PR #5076, opened 2021-10-04
EVG-14837: Query cedar to determine if perf data exists for a task

hhoke:

### Description 
IsPerfPluginEnabled now takes advantage of a new rest endpoint in cedar/timber that tells us the number of perf results.

### Testing 
  I was unable to test in cedar staging, as there are no perf results in evergreen staging.


graphql/resolvers.go
```diff
@@ -2871,13 +2871,26 @@ func (r *taskResolver) IsPerfPluginEnabled(ctx context.Context, obj *restModel.A
 				return false, err
 			}
 			for _, projectName := range perfPlugin.Projects {
-				if projectName == pRef.Id || projectName == pRef.Identifier {
-					return true, nil
+				if projectName != pRef.Id || projectName != pRef.Identifier {
+					return false, nil
```
khelif96, line 2875: This seems like it would always fail on the first project if it does not match.

graphql/resolvers.go
```diff
@@ -2871,13 +2871,26 @@ func (r *taskResolver) IsPerfPluginEnabled(ctx context.Context, obj *restModel.A
...
 			}
 		}
+		opts := apimodels.GetCedarPerfCountOptions{
+			BaseURL: evergreen.GetEnvironment().Settings().Cedar.BaseURL,
+			TaskID:  *obj.Id,
+		}
+
+		result, err := apimodels.CedarPerfResultsCount(ctx, opts)
+		if err != nil {
+			return false, err
```
khelif96, line 2886: This should be returning a graphql error. `InternalServerError.Send(ctx, fmt.Sprintf("error requesting perf data from cedar: ", err))`

khelif96 (changes requested):

graphql/resolvers.go
hhoke: absolutely, forgot to change the || to an &&. Thanks for the catch!

apimodels/perf.go
```diff
@@ -0,0 +1,46 @@
...
+	"encoding/json"
+	"fmt"
+
+	"github.com/evergreen-ci/timber"
+	perf "github.com/evergreen-ci/timber/perf"
+	"github.com/pkg/errors"
+)
+
+// GetCedarPerfCountOptions represents the arguments for getting a count
+// of perf results for a given task id from cedar
```
julianedwards, line 14: Missing period.

apimodels/perf.go
```diff
@@ -0,0 +1,46 @@
...
+func (opts GetCedarPerfCountOptions) convert() perf.GetOptions {
+	return perf.GetOptions{
+		Cedar: timber.GetOptions{
+			BaseURL: fmt.Sprintf("https://%s", opts.BaseURL),
+		},
+		TaskID: opts.TaskID,
+	}
+}
+
+type CedarPerfCount struct {
```
julianedwards, line 29: Add documentation.

graphql/resolvers.go
```diff
@@ -2871,13 +2871,26 @@ func (r *taskResolver) IsPerfPluginEnabled(ctx context.Context, obj *restModel.A
...
-				if projectName == pRef.Id || projectName == pRef.Identifier {
-					return true, nil
+				if projectName != pRef.Id || projectName != pRef.Identifier {
+					return false, nil
 				}
 			}
 		}
+		opts := apimodels.GetCedarPerfCountOptions{
+			BaseURL: evergreen.GetEnvironment().Settings().Cedar.BaseURL,
+			TaskID:  *obj.Id,
```
julianedwards, line 2881: Can this ever be the ID of a task in the old collection? Cedar does not recognize those, we always have to use the task id from the new collection (which is stored in old tasks under the field `old_task_id`).

julianedwards (changes requested):

graphql/resolvers.go
hhoke: Not sure. Maybe @khelif96 knows, if not I can try and figure it out.

khelif96: No it shouldn't but that is a good point. We should include execution in this request. Since the existence of perf data may change on a per execution basis.

graphql/resolvers.go
```diff
@@ -3030,13 +3030,27 @@ func (r *taskResolver) IsPerfPluginEnabled(ctx context.Context, obj *restModel.A
 				return false, err
 			}
 			for _, projectName := range perfPlugin.Projects {
-				if projectName == pRef.Id || projectName == pRef.Identifier {
-					return true, nil
+				if projectName != pRef.Id && projectName != pRef.Identifier {
+					return false, nil
 				}
```
khelif96, line 3035: This logic doesn't look correct. 
The `pRef.Id` and `Identifier` are not always consistent with each other which is why we had the `or` statement. So we only needed to match on one of those values. 

When we return a value from a resolver the request ends so any code below will be unreachable. 

So if the first value checked in `perfPlugin.Projects` satisfies the conditional the resolver will return false and not allow any other elements to be checked.

graphql/resolvers.go
```diff
@@ -3019,6 +3019,9 @@ func (r *taskResolver) IsPerfPluginEnabled(ctx context.Context, obj *restModel.A
 	if flags.PluginAdminPageDisabled {
 		return model.IsPerfEnabledForProject(*obj.ProjectId), nil
 	} else {
+		if !evergreen.IsFinishedTaskStatus(utility.FromStringPtr(obj.Status)) {
+			return false, nil
+		}
```
khelif96, line 3024: This can be moved up to before line 3015 so we can avoid doing any work for this resolver if we know there won't be any perf results.

julianedwards (approved):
#####
*What you should do:* Every record is to be written out verbatim.

*Written answer:*
PR #5076, opened 2021-10-04
EVG-14837: Query cedar to determine if perf data exists for a task

hhoke:

### Description 
IsPerfPluginEnabled now takes advantage of a new rest endpoint in cedar/timber that tells us the number of perf results.

### Testing 
  I was unable to test in cedar staging, as there are no perf results in evergreen staging.


graphql/resolvers.go
```diff
@@ -2871,13 +2871,26 @@ func (r *taskResolver) IsPerfPluginEnabled(ctx context.Context, obj *restModel.A
 				return false, err
 			}
 			for _, projectName := range perfPlugin.Projects {
-				if projectName == pRef.Id || projectName == pRef.Identifier {
-					return true, nil
+				if projectName != pRef.Id || projectName != pRef.Identifier {
+					return false, nil
```
khelif96, line 2875: This seems like it would always fail on the first project if it does not match.

graphql/resolvers.go
```diff
@@ -2871,13 +2871,26 @@ func (r *taskResolver) IsPerfPluginEnabled(ctx context.Context, obj *restModel.A
...
 			}
 		}
+		opts := apimodels.GetCedarPerfCountOptions{
+			BaseURL: evergreen.GetEnvironment().Settings().Cedar.BaseURL,
+			TaskID:  *obj.Id,
+		}
+
+		result, err := apimodels.CedarPerfResultsCount(ctx, opts)
+		if err != nil {
+			return false, err
```
khelif96, line 2886: This should be returning a graphql error. `InternalServerError.Send(ctx, fmt.Sprintf("error requesting perf data from cedar: ", err))`

khelif96 (changes requested):

graphql/resolvers.go
hhoke: absolutely, forgot to change the || to an &&. Thanks for the catch!

apimodels/perf.go
```diff
@@ -0,0 +1,46 @@
...
+	"encoding/json"
+	"fmt"
+
+	"github.com/evergreen-ci/timber"
+	perf "github.com/evergreen-ci/timber/perf"
+	"github.com/pkg/errors"
+)
+
+// GetCedarPerfCountOptions represents the arguments for getting a count
+// of perf results for a given task id from cedar
```
julianedwards, line 14: Missing period.

apimodels/perf.go
```diff
@@ -0,0 +1,46 @@
...
+func (opts GetCedarPerfCountOptions) convert() perf.GetOptions {
+	return perf.GetOptions{
+		Cedar: timber.GetOptions{
+			BaseURL: fmt.Sprintf("https://%s", opts.BaseURL),
+		},
+		TaskID: opts.TaskID,
+	}
+}
+
+type CedarPerfCount struct {
```
julianedwards, line 29: Add documentation.

graphql/resolvers.go
```diff
@@ -2871,13 +2871,26 @@ func (r *taskResolver) IsPerfPluginEnabled(ctx context.Context, obj *restModel.A
...
-				if projectName == pRef.Id || projectName == pRef.Identifier {
-					return true, nil
+				if projectName != pRef.Id || projectName != pRef.Identifier {
+					return false, nil
 				}
 			}
 		}
+		opts := apimodels.GetCedarPerfCountOptions{
+			BaseURL: evergreen.GetEnvironment().Settings().Cedar.BaseURL,
+			TaskID:  *obj.Id,
```
julianedwards, line 2881: Can this ever be the ID of a task in the old collection? Cedar does not recognize those, we always have to use the task id from the new collection (which is stored in old tasks under the field `old_task_id`).

julianedwards (changes requested):

graphql/resolvers.go
hhoke: Not sure. Maybe @khelif96 knows, if not I can try and figure it out.

khelif96: No it shouldn't but that is a good point. We should include execution in this request. Since the existence of perf data may change on a per execution basis.

graphql/resolvers.go
```diff
@@ -3030,13 +3030,27 @@ func (r *taskResolver) IsPerfPluginEnabled(ctx context.Context, obj *restModel.A
 				return false, err
 			}
 			for _, projectName := range perfPlugin.Projects {
-				if projectName == pRef.Id || projectName == pRef.Identifier {
-					return true, nil
+				if projectName != pRef.Id && projectName != pRef.Identifier {
+					return false, nil
 				}
```
khelif96, line 3035: This logic doesn't look correct. 
The `pRef.Id` and `Identifier` are not always consistent with each other which is why we had the `or` statement. So we only needed to match on one of those values. 

When we return a value from a resolver the request ends so any code below will be unreachable. 

So if the first value checked in `perfPlugin.Projects` satisfies the conditional the resolver will return false and not allow any other elements to be checked.

graphql/resolvers.go
```diff
@@ -3019,6 +3019,9 @@ func (r *taskResolver) IsPerfPluginEnabled(ctx context.Context, obj *restModel.A
 	if flags.PluginAdminPageDisabled {
 		return model.IsPerfEnabledForProject(*obj.ProjectId), nil
 	} else {
+		if !evergreen.IsFinishedTaskStatus(utility.FromStringPtr(obj.Status)) {
+			return false, nil
+		}
```
khelif96, line 3024: This can be moved up to before line 3015 so we can avoid doing any work for this resolver if we know there won't be any perf results.

julianedwards (approved):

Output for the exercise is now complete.